Açıklamalarında Hellim tescili konusuna da değinen Naimoğullar, sözlerine şu şekilde devam etti; “Hellimin tescili kriterlerinde zorunlu olan küçükbaş hayvan sütü ile ilgili sıkıntılar var. 15 gündür ülkede küçükbaş hayvan sütü 30 ton günlük üretilmiştir. Toplam süt üretiminde bu yüzde 5 seviyesine çıkmıştır ve bunu bile tescille belirlenen keçi sütü oranından az olmasına rağmen imalatçılar almak istememektedir.
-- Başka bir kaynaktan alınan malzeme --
PR #307, opened 2025-03-04
PRC-460: Add identity documents

james-baker-moj:
Support for adding multiple identity documents at once. Initial implementation of add-another pattern.

Re-wrote the deduplication of error messages to support nested paths.

Error links are all correct and give focus to the correct field.

Complication in the controller to support different actions is only required when javascript is not enabled otherwise the adding/removing  of elements happens inline.

Screenshot 2025-03-04 at 14 45 04

Screenshot 2025-03-04 at 14 44 36

### DIFF
--- a/server/routes/contacts/manage/identities/IdentitySchemas.ts
+++ b/server/routes/contacts/manage/identities/IdentitySchemas.ts
@@ -1,4 +1,5 @@
 import { z } from 'zod'
+import { Request } from 'express'
 import { createSchema } from '../../../../middleware/validationMiddleware'
 import isValidPNC from '../../../../utils/pncValidation'
 
@@ -30,4 +31,21 @@ export const identitySchema = createSchema({
   }
 })
 
+const blankIdentitySchema = createSchema({
+  type: z.string().optional(),
+  identity: z.string().optional(),
+  issuingAuthority: z.string().optional(),
+})
+
+export const identitiesSchema = () => async (request: Request<unknown, unknown, { save?: string }>) => {
+  const childSchema = typeof request.body.save !== 'undefined' ? identitySchema : blankIdentitySchema
+  return createSchema({
+    identities: z.array(childSchema),
+    save: z.string().optional(),
+    add: z.string().optional(),
+    remove: z.string().optional(),
+  })
+}
+
 export type IdentitySchemaType = z.infer<typeof identitySchema>
+export type IdentitiesSchemaType = z.infer<Awaited<ReturnType<ReturnType<typeof identitiesSchema>>>>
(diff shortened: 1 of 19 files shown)


server/routes/contacts/manage/identities/IdentitySchemas.ts
```diff
@@ -30,4 +31,21 @@ export const identitySchema = createSchema({
   }
 })
 
+const blankIdentitySchema = createSchema({
+  type: z.string().optional(),
+  identity: z.string().optional(),
+  issuingAuthority: z.string().optional(),
+})
+
+export const identitiesSchema = () => async (request: Request<unknown, unknown, { save?: string }>) => {
```
bill-moj, line 40: we can probably skip one layer of function call and just do:
```
export const identitiesSchema =  async (request: ...) => {
```

server/views/pages/contacts/manage/addIdentities.njk
```diff
@@ -0,0 +1,116 @@
...
+                      name: "save",
+                      type: "submit",
+                      classes: 'govuk-!-margin-top-6',
+                      attributes: {"data-qa": "continue-button"},
+                      preventDoubleClick: true
+                    }) }}
+                    {% if navigation.cancelButton %}
+                    <a class="govuk-link govuk-link--no-visited-state govuk-!-font-size-19" href="{{ navigation.cancelButton }}" data-qa="cancel-button">Cancel</a>
+                    {% endif %}
+                </div>
```
bill-moj, line 110: not specific to this PR, but we've been copy-and-pasting this bit so many times that i'm tempted to turn it into a njk macro..

server/views/pages/contacts/manage/addIdentities.njk
```diff
@@ -0,0 +1,116 @@
...
+          <span class="govuk-caption-l">Edit identity documentation for a contact</span>
+          <h1 class="govuk-heading-l" data-qa="main-heading">{{ title }}</h1>
+
+          <div data-module="moj-add-another">
+            <form method="POST">
+              <input type="hidden" name="_csrf" value="{{ csrfToken }}" />
+
+              {% for identity in identities %}
+                {% call govukFieldset({
+                  classes: "moj-add-another__item",
```
bill-moj, line 28: nice. i would have just put an h2 here coz i wasn't aware of this component tbf

bill-moj (approved):

server/views/pages/contacts/manage/addIdentities.njk
james-baker-moj: true but this one is actually the only one that's different! 😂 
`name: "save",` is required to make it work without JS.

server/views/pages/contacts/manage/addIdentities.njk
james-baker-moj: copied it from the example for the component. Quite handy actually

Her gün imalatçılarla bu konuda tartışmaktayız, buna rağmen hiçbir yaptırım söz konusu değildir.  Süt Endüstrisi Kurumunda karar almamıza rağmen ve küçükbaş hayvan sütünün orantı şeklinde herkesin alması gerektiğini ortaya koymamıza rağmen, imalatçılar bu karara uymamaktadırlar. Bu durum hellim konusunda ne kadar aciz olduğunu göstermektedir. Bu sebeple de hellim denetleme kurulunun derhal bu konuda emirname çıkarması gerekir. Bakanlar kurulu emirname çıkararak  hellimin  olması gereken kalitesinin altında üretilmemesi için  mücadele etmesi şarttır. Bugün çiğ sütün maliyeti ortadadır ancak marketlerde çok değişken hellim fiyatları var, bu düzensizliğin derhal çıkarılacak yasalarla düzeltilmesi de önemli bir noktadır. Bunlar yapılmazsa bu denetimsizlik hem tüketiciye, hem de üreticiye yansıyacaktır. Hal böyle olunca hem tüketici mağdur olmakta, üretici de alacağını gününde alamamaktadır” dedi.

“Koop Süt tüketicinin yanında”

Birçok bölgede küçükbaş hayvancılara hibe programları ile soğutucular verdiklerinin altını çizen Naimoğullar, “Yakında ülkedeki bütün keçi sütünü alıp KOOP Sütte uzun ömürlü süt ve keçi peyniri olarak değerlendireceğiz. Bunun hazırlığını yaptık. En azından bu ülkede tüketicinin yanında olan KOOP Süt var, bu nedenle biz gerekli açılımları bu konuda yapmaktan kaçınmayacağız” diye konuştu.

“Hükümet tüm sorunlara kulaklarını tıkamıştır”

Naimoğullar, sözlerine şu şekilde son verdi; “Hükümet kulaklarını tüm sorunlara tıkamıştır, Tarım Bakanı her şeyi görmemezlikten gelmektedir. Çünkü çare üretmek ve sorun çözmek beceri ister. Hükümet edenler bence bu beceriye sahip değillerdir. Çünkü beceriye sahip olsalardı bu konularda gerekli açılımları yaparlardı. Şu anda hükümet imalatçı ve hayvancıyı, hayvancı ile kasabı karşı karşıya bırakmıştır. Kasap istediği biçimde eti pazarlıyor. İmalatçı istediği biçimde sütü alıyor. Devlet zamanında destekleri ödemiyor, hayvancının alacaklarını ödemiyor. Bunun yanında yaklaşık 10 milyon TL civarında süt bedeli bugün ödenmesi gerekirken ödenmiyor.”